To determine the effect of banked donor preterm milk compared with banked donor term milk regarding growth and developmental outcomes in very low birth weight infants (infants weighing less than 1500 grams).
We used the standard search strategy of Cochrane Neonatal to search the Cochrane Central Register of Controlled Trials (CENTRAL 2018, Issue 7), MEDLINE via PubMed (1966 to 23 October 2018), Embase (1980 to 23 October 2018), and CINAHL (1982 to 23 October 2018). We also searched clinical trial databases, conference proceedings, and the reference lists of retrieved articles for randomised controlled trials and quasi‐randomised trials.

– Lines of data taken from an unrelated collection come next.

PR #1575, opened 2025-01-13
Propagate code citations into user manual

sethrj:
This (re)defines doxygen commands `\cite`, `\citet`, and `\citep` for adding citations as a combination of Zotero keys and DOI URLs (or just other URLs). The procedure to add references is documented in the `coding` guidelines.


doc/development/coding.rst
```diff
@@ -28,7 +28,14 @@ semi-automatically into this user manual via the Breathe tool integrated
 into the Celeritas build system (see :ref:`dependencies`). High-level classes
 should describe the functionality of the class in a way understandable to both
 power users and developers, and such classes should be included in the
-:ref:`api` section.
+:ref:`api` section. Citations to the Celeritas Zotero database can be
+referenced inline code using the special ``\citep{whatever-2025,
```
amandalund: Should we include the instructions on how to add references to the zotero group and update the bib file?
```suggestion
referenced inline code using the special ``\citep{author-keyword-year,
```

src/celeritas/em/data/WentzelOKVIData.hh
```diff
@@ -50,12 +50,12 @@ struct CoulombParameters
...
  *
  * The matrix of coefficients used to approximate the ratio of the Mott to
- * Rutherford cross sections was developed in T. Lijian, H. Quing and L.
- * Zhengming, Radiat. Phys. Chem. 45 (1995), 235-245. Using the same procedure
- * as in Lijian, the coefficients were extended in M.J. Boschini et al, Radiat.
- * Phys. Chem. 90 (2013), 39-66 (doi.org/10.1016/j.radphyschem.2013.04.020) to
- * include positrons and the interaction of electrons and positrons with higher
- * Z nuclei (1 <= Z <= 118).
+ * Rutherford cross sections was developed in \citet{lijian-mott-1995,
+ * https://doi.org/10.1016/0969-806X(94)00063-8}. Using the same procedure as
```
amandalund, line 54: Are most of these not in the bib file yet? I get some warnings about bibtex keys not found.

doc/backmatter/references.rst
```diff
@@ -14,6 +14,5 @@ References
 
    .. _sphinxbib: https://pypi.org/project/sphinxcontrib-bibtex/
 
-.. bibliography:: ../_static/references.bib
-   :all:
```
amandalund, line 18: Now I'm only seeing a single entry in the references (the PRM), I guess because it's the only one that's currently both in the bib file and being cited? Will we need to go through and update the other citations in the docs if we want them to appear here?

doc/development/coding.rst
sethrj: Absolutely; and it turns out I neglected to push that commit 🙃

src/celeritas/em/data/WentzelOKVIData.hh
sethrj: Yeah, this is blocked on some changes in the main docs that I put into #1562 from which this PR was split out.

doc/backmatter/references.rst
sethrj: Yes, or we could manually use the [:cite:empty:](https://sphinxcontrib-bibtex.readthedocs.io/en/latest/usage.html#role-cite-empty) directive to force inclusion of some.

What I'd *like* to do is export a bibliography set if and only if the zotero entries have a "citation key": i.e., we want to cite it in a work. And then to automate that export process.

sethrj: Added a feature request, https://github.com/retorquere/zotero-better-bibtex/issues/3137 . I suppose we could also add a "collection" in zotero that could serve a similar purpose.

amandalund (approved):
Nice, looks good to me!

PR #1569, opened 2025-01-08
Compose caching functionality of LazySenseCalculator

esseivaju:
As discussed in #1565, have a simple `LazySenseCalculator` and a front-end with caching functionality. We could probably rework the original sense calculator as an `EagerSenseCalculator`.

PR #1576, opened 2025-01-14
Use lazy sense calculator

esseivaju:
The lazy sense calculators require potentially recalculating the same sense multiple times. However, they do not use global memory so they have the potential to be faster, especially once we move to infix evaluation and short-circuiting. 

I am splitting this from #1565 to test whether we see any performance improvement without short-circuiting.


esseivaju:
~~Not sure why only that one unit test would fail~~ 🤔

esseivaju:
Timings are essentially the same as in https://github.com/celeritas-project/celeritas/pull/1569#issuecomment-2581632960, `complex_intersect` doesn't make a difference.

esseivaju:
@sethrj Do you want to merge this, or should we do everything as part of the infix eval PR?

src/orange/univ/SimpleUnitTracker.hh
```diff
@@ -546,22 +543,30 @@ SimpleUnitTracker::complex_intersect(LocalState const& state,
...
+        real_type const distance = state.temp_next.distance[isect];
         // Face being crossed in this ordered intersection
         FaceId face = state.temp_next.face[isect];
-        // Flip the sense of the face being crossed
-        calc_senses.flip_sense(face);
+        Real3 pos = state.pos;
+
+        // cross the internal surface, effectively flipping
+        // internal senses
+        axpy(distance + bump_dist, state.dir, &pos);
```
sethrj: We *do not* want to bump the surface crossings if ever we can (and I don't think we need to here). Since at each intersection we're testing "on that face" (on the other side), I think we should calculate the sense from the previous point (using the previous on_face if we're jumping across the inside of a two-intersection quadric), then flip that sense as we cross it.

esseivaju: I think we need to update the position, we're testing that intersection, but senses for previous intersections still need to be flipped. Without dynamically allocated memory, we have to update to position so that previous senses are calculated correctly

sethrj: What about this:

At a point `p`, potentially "on a face" with a face ID `f` and sense `s`:
- Let `s'` be sense wrt the next face `f'` from `p` on `f` (no dynamic storage needed, just calling the lazy sense evaluator)
- Update `p`: `axpy` with the distance to the next face
- Update the current face and flip the sense: `f←f'` and `s←~s'`
- Now the new logic state can be evaluated with the lazy evaluator using `p` and on `f` with `s`.

esseivaju: mmh right, if we need to avoid bumping then a combination of updating on_face and the position should work. Is the reason you avoid bumping numerical instability?

sethrj: Inaccuracy, really: you can jump across corners or nearby surfaces very easily. It turns an "exact" surface crossing into an inexact one.

esseivaju: I see, current implementation should be better

sethrj: I made an additional change that correctly implements the algorithm I described above. The version that flips the sense from the *original* position fails if the track moves through a surface twice before exiting.

Maybe it would be good to add little unit test where we have a union of a sphere and a box so that we can test tracking through the double interior crossing without exiting the geometry.

esseivaju: the distance is from the original position though? So we'd need to substract the previous intersect distance to get the delta. Also, taking references to the VolumView has caused some issues before where the sense calculator outlives the view.

esseivaju: [The failing test](https://github.com/celeritas-project/celeritas/actions/runs/12798537330/job/35682794658) is why taking references is error-prone. I think the lifetime of the temporary is only extended until the end of the statement, so we end up with a dangling reference as the member. From [cppreference](https://en.cppreference.com/w/cpp/language/reference_initialization#Lifetime_of_a_temporary):

> a temporary bound to a reference parameter in a function call exists until the end of the full expression containing that function call: if the function returns a reference, which outlives the full expression, it becomes a dangling reference.

sethrj: Yeah I should've checked the unit test. But on GPU you don't want to be glib about copying data locally since that can increase local memory and register usage.

sethrj: Yes sorry, you're quite right I should've updated the distance from the original position

test/orange/univ/detail/SenseCalculator.test.cc
```diff
@@ -109,26 +109,22 @@ using TestTypes = ::testing::
 
 TYPED_TEST_SUITE(SenseCalculatorTest, TestTypes, );
 
+#if CELERITAS_DEBUG
```
sethrj: Why does `if (CELERITAS_DEBUG` no longer work? Or were you doing this for testing?

test/orange/univ/detail/SenseCalculator.test.cc
```diff
@@ -109,26 +109,22 @@ using TestTypes = ::testing::
...
-        this->make_volume_view(LocalVolumeId{0}),
-        Real3{123, 345, 567},
-        face);
-    if (CELERITAS_DEBUG)
-    {
-        EXPECT_THROW(calc_senses(FaceId{0}), DebugError);
-    }
+    EXPECT_THROW(this->construct_sense_calculator(
+                     this->make_surf_visitor(),
+                     this->make_volume_view(LocalVolumeId{0}),
```
sethrj: Oh yeah if we're taking these as const references perhaps it's better to construct them locally and pass it in as an lvalue?

sethrj (approved):
Thanks @esseivaju !

test/orange/univ/detail/SenseCalculator.test.cc
esseivaju: It still works but that test doesn't do anything in non-debug build so that's why I commented the whole thing out

esseivaju: Using `TEST_IF_CELERITAS_DEBUG` instead

test/orange/univ/detail/SenseCalculator.test.cc
esseivaju: This should be legal since the lifetime of these references is extended to the end of the statement maybe clearer to pass lvalues

PR #1577, opened 2025-01-14
Release v0.5.1

sethrj:
## Pre-merge checklist

- [x] Ensure all CI jobs on the branch to be released (develop or backports/vX.Y) pass. https://github.com/celeritas-project/celeritas/actions/runs/12888835166
- [x] Run performance regression tests on Perlmutter, Frontier, and an additional machine with debug assertions enabled (e.g., Wildstyle). https://github.com/celeritas-project/regression/commit/ca92064c60508ba241959921598d04956b2049f0
- [x] Update documentation with release notes from all pull requests newly included in the release.
- [x] Ensure PDF documentation builds without error.

## Post-merge checklist

- [x] If releasing a backported version branch, cherry-pick this documentation commit into the backport branch.
- [x] Use the [GitHub interface](https://github.com/celeritas-project/celeritas/releases/new) to create a new release with the documentation update that was just added.

## Post-release checklist

- [x] Save the ``tar.gz`` and attach to the release, because the hash changes if the git "describe" function returns a different result for the release tag's hash (e.g., if a collaborative branch on the main repository points to that commit).
- [x] Pull locally (make sure to use the ``--tags`` option) and build PDF user documentation for the release. Ensure breathe is activated (so the API is listed) and that the version is embedded correctly.
- [x] Update the Spack recipe for Celeritas with the new version and sha256 value (either manually or using ``spack checksum``) and submit a [pull request to the Spack project](https://github.com/spack/spack/pull).
- [x] Mark the GitHub [release milestone](https://github.com/celeritas-project/celeritas/milestones) as completed.


sethrj:
Waiting on #1586 and #1578.

sethrj:
Looks like ORANGE is slightly slower on CPU on both platforms? But there shouldn't be any real changes...

esseivaju:
do we have a range of commits to run git bisect on?

amandalund (approved):
> Looks like ORANGE is slightly slower on CPU on both platforms?

How much is slightly?

sethrj:
Figured out the discrepancy; some tweaks Julien and I in the runner script meant celeritas on CPU and through Geant4 got much more track slots, which boosted g4+GPU performance and hit CPU performance. @esseivaju @amandalund  We need to rerun those scaling studies 😅

sethrj:
@amandalund @esseivaju Here's the relative throughput on Perlmutter compared to the v0.5.0 results:
rel-throughput
so that the previous throughput:
throughput-old
now looks like:
throughput-new

... note how the suspicious performance jumps in Geant4 performance correspond to it matching the Celeritas standalone results 😬 This corresponds to me trying to make the track slots consistent between sim/g4 but obviously failing:
Screenshot 2025-01-22 at 04 57 16

sethrj:
@amandalund @esseivaju Fixed comparison wrt v0.5.0 for perlmutter results are here.

Absolute performance:
throughput-with-geant

Releative from 0.5.1 to 0.5.0 with updated slot counts:
rel-throughput

The number of total (integrated across streams) track slots, giving total resource requirements, is:

Arch  | New | Old
--- | --- | ---
cpu     |   1048576.0 | 1048576.0
cpu+g4    |    65536.0 | 1048576.0
gpu    |     1048576.0 | 1048576.0
gpu+g4     |  262144.0 | 65536.0

And for per-stream (related to the performance characteristics) is:

Arch  | New | Old
--- | --- | ---
cpu     |   65536.0 | 65536.0
cpu+g4    |    4096.0 | 65536.0
gpu    |     1048576.0 | 1048576.0
gpu+g4     |  262144.0 | 65536.0

These are compared to the non-screwed-up v0.5.0 results. I think with the CPU runs "merge_events: False" means we have 16 different set of states.

amandalund:
Thanks! So the gist is we're now using more GPU and fewer CPU track slots with celer-g4 because it improved performance? And celer-sim performance and capacities have stayed the same?

With celer-sim CPU (multi-stream), are the capacities listed above the values that are used as problem input (i.e., the values before they are divided by the number of streams in the app) so new cpu and cpu+g4 are using the same total resources?

sethrj:
@amandalund The reduced CPU was more or less accidental because of the different definitions of streams and state sizes and such 🤪 I think we should wait on your and @esseivaju 's upcoming parameter search work to update these.

The updated problem parameters are in https://github.com/celeritas-project/regression/blob/1318c27074c758c1315491fb12980414befba2d2/run-problems.py leading to these inputs:
```
g4: 4096 (which isn't actually used since geant4 is managing the tracks),
cpu+g4: 4096,
cpu: 65536,
gpu+g4: 262144,
gpu: 1048576,
```

I think the updated inputs are still inconsistent. I really want to refactor the input/output so we get total state size, and number of streams.

amandalund:
Yeah, I was trying to figure it out from the script, all the different run modes and state size adjustments there and in the apps make it very confusing 😅... looks like CPU multithreaded celer-sim and celer-g4 are using the same capacities, GPU single stream celer-sim is 4x smaller (integrated) than multi-stream celer-g4?

sethrj:
Maybe I should redo the problem script from scratch 😆

PR #1578, opened 2025-01-14
Require less ancient CUDA architecture and OpenMP implementation

sethrj:
This adds a CMake-based check that OpenMP support conforms to 3.0 and above (spec released in 2008). It also removes support for ancient CUDA cards (older than 2016) and simplifies some of the atomic macros. As part of the CMake check, the "invalid option" now *updates* the CMake Cache rather than suggesting a variable change, so it's likely a reconfigure will pass.


src/corecel/math/Atomics.hh
```diff
@@ -13,18 +20,22 @@
...
 
+#if defined(__CUDA_ARCH__) && (__CUDA_ARCH__ < 600)
+#    error "Celeritas requires CUDA arch 6.0 (P100) or greater"
+#endif
+
+#if defined(_OPENMP) && CELERITAS_OPENMP == CELERITAS_OPENMP_TRACK
+//! Capture the subsequent expression as an OpenMP atomic
+#    define CELER_CAPTURE_IF_OPENMP_TRACK _Pragma("omp atomic capture")
+#else
+#    define CELER_CAPTURE_IF_OPENMP_TRACK if (true)
```
pcanal:
```suggestion
#    define CELER_CAPTURE_IF_OPENMP_TRACK
```
should work too.

scripts/cmake-presets/ci-windows-github.json
```diff
@@ -39,7 +39,8 @@
       "displayName": "fast build with testing and JSON",
       "cacheVariables": {
         "CELERITAS_BUILD_TESTS": {"type": "BOOL", "value": "ON"},
-        "CELERITAS_USE_JSON": {"type": "BOOL", "value": "ON"}
```
pcanal, line 42: Is JSON support intentional removed?

CMakeLists.txt
```diff
@@ -343,7 +343,23 @@ if(CELERITAS_USE_MPI)
 endif()
 
 if(CELERITAS_USE_OpenMP)
-  find_package(OpenMP REQUIRED)
+  if(CMAKE_CXX_COMPILER_ID STREQUAL "MSVC")
+    # MSVC requires LLVM OpenMP support to provide 3.0 or higher
```
amandalund: I think the `llvm` option is still experimental and only supports a subset of features from newer specs.

scripts/cmake-presets/ci-windows-github.json
sethrj: The configure option is obsolete; it's now always on and this option is ignored.

CMakeLists.txt
sethrj: Yeah. It supports the `atomic capture` keyword in theory but breaks in practice and self-reports as 2.0 anyway. I'll revert this.

amandalund (approved):
Looks good, thanks!

pcanal (approved):

PR #1581, opened 2025-01-15
Import and use muon+hadron EM physics parameters

amandalund:
This pulls out and extends and refactors a bit the import and use of the muon/hadron EM physics parameters from  #1574.
  - Imports mu/had `lowest_energy`, `range_factor`, `step_limit_algorithm`, and e-/e+/mu/had `displaced` flag for MSC
  - Adds mu/had `min_range` and `max_range_over_step` to the physics options (these could be set in Geant4 but can't be imported since there is no way to access them from the `EmExtraParameters` or energy loss processes)
  - Adds a new accessor to `PhysicsTrackView` for particle-dependent scalars
  - Sets the MSC physics options from the imported parameters


src/celeritas/phys/PhysicsParams.hh
```diff
@@ -71,42 +108,67 @@ class ParticleParams;
...
 
-    real_type secondary_stack_factor = 3;
-    bool disable_integral_xs = false;
+    real_type secondary_stack_factor;
+    bool disable_integral_xs;
+    size_type spline_eloss_order;
 
-    size_type spline_eloss_order = 1;
+    //! Default constructor
+    PhysicsParamsOptions()
```
sethrj: Instead of a default constructor for these, what about static helper functions `ParticleOptions::default_muhad()` and `ParticleOptions::default_em()`?

src/celeritas/phys/PhysicsTrackView.hh
```diff
@@ -643,6 +650,32 @@ PhysicsTrackView::scalars() const
...
+        return params_.scalars.em;
+    }
+    return params_.scalars.muhad;
+}
+
+//---------------------------------------------------------------------------//
+/*!
+ * Whether the particle is an electron or positron.
+ */
+CELER_FORCEINLINE_FUNCTION bool PhysicsTrackView::is_electron() const
```
sethrj: Is there possibly a better name for this? Unless the reader knows it's contrasted with mu-hadron, it looks like it's just for e-.

Since we're using `em` as our physics option input for e+/-, what about `is_em`?

Also, this doesn't account for the case where we have made-up particles like celeriton/celerino. Perhaps `is_em` (`is_light_em`?) should be a particle property flag rather than a hardcoded particle type switch?

sethrj (commented):
Looking good! I hope we can get #1562 in before too many more params/input modifications are made 😅

src/celeritas/phys/PhysicsTrackView.hh
amandalund: I could also keep it as `is_muhad`? Yeah, a flag on the particle data might be better... though I'm not sure how best to flag our mock particles as "em". Would we need to add a field `is_em` to `ParticleParams::ParticleInput`? How bad would it be to just add a method to `ParticleView` that checks that the mass is > 1 MeV? ;)

amandalund:
> I hope we can get https://github.com/celeritas-project/celeritas/pull/1562 in before too many more params/input modifications are made 😅

For sure, this is definitely driving home how much these parameters are duplicated :)

src/celeritas/phys/PhysicsTrackView.hh
sethrj: yes, `is_muhad` also works. And I guess adding that explicitly would be idealistic 🤔 why 1 MeV and not 600 KeV 🤣

src/celeritas/phys/PhysicsParams.hh
```diff
@@ -71,42 +134,36 @@ class ParticleParams;
...
+    real_type lambda_limit{real_type{1} * units::millimeter};
+    real_type safety_factor{0.6};
     //!@}
 
-    real_type secondary_stack_factor = 3;
-    bool disable_integral_xs = false;
+    //!@{
+    //! \name Particle-dependent parameters
+    ParticleOptions em{ParticleOptions::default_em()};
+    ParticleOptions muhad{ParticleOptions::default_muhad()};
```
sethrj: Not trying to rock the boat, but since we now have `is_heavy` (which I like, since that's really what characterizes the different slowing down behaviors) should we make these light/heavy rather than em/muhad? I'm fine with keeping them as is to avoid you spending your whole life renaming things 😅

sethrj (approved):

src/celeritas/phys/PhysicsParams.hh
amandalund: Nah, I think light/heavy is good.

stognini (approved):
Looks great. Thanks @amandalund

src/celeritas/phys/PhysicsParams.hh
```diff
@@ -34,14 +34,83 @@ class ParticleParams;
 
 //---------------------------------------------------------------------------//
 /*!
- * Physics configuration options.
+ * Particle-dependent physics configuration options.
+ *
+ * These parameters have different values for electrons/positrons and
```
stognini: Maybe also explicit here the convention:
electrons/positrons (light) and muons/hadrons (heavy). Or the other way around: heavy particles (e-/e+)...

Since it is kind of arbitrary, repeating in the documentation helps tracking the definition while navigating the code.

Randomised and quasi‐randomised trials comparing banked donor preterm milk with banked donor term milk regarding growth and developmental outcomes in very low birth weight infants.
Data collection and analysis
We planned to perform assessment of methodology regarding blinding of randomisation, intervention and outcome measurements as well as completeness of follow‐up. We planned to evaluate treatment effect using a fixed‐effect model using relative risk (RR), relative risk reduction, risk difference (RD) and number needed to treat for an additional beneficial outcome (NNTB) or the number needed to treat for an additional harmful outcome (NNTH) for categorical data; and using mean, standard deviation and weighted mean difference (WMD) for continuous data. We planned to use the GRADE approach to assess the quality of evidence.
No studies met the inclusion criteria.
We found no evidence to support or refute the effect of banked donor preterm milk compared to banked term milk regarding growth and developmental outcomes in very low birth weight infants.